(Dataset entries)

----------------

PR #18088, opened 2019-05-01
chore: clang-format

miniak:
#### Description of Change
Makes sure that all sources are properly formatted by clang-format.

#### Checklist
- [x] PR description included and stakeholders cc'd
- [x] `npm test` passes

----------------

## Exercise:
In the data above, find each line where the string "clang" appears, then copy it.

## Task output:
chore: clang-format
Makes sure that all sources are properly formatted by clang-format.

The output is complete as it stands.